*Assignment*. Each entry below is to be duplicated precisely.

*** Begin section ***

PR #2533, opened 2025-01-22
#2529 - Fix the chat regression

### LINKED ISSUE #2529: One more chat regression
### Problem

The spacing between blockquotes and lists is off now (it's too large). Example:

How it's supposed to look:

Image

*** End section ***

*Result for this exercise*.
PR #2533, opened 2025-01-22
#2529 - Fix the chat regression

### LINKED ISSUE #2529: One more chat regression
### Problem

The spacing between blockquotes and lists is off now (it's too large). Example:

How it's supposed to look:

Image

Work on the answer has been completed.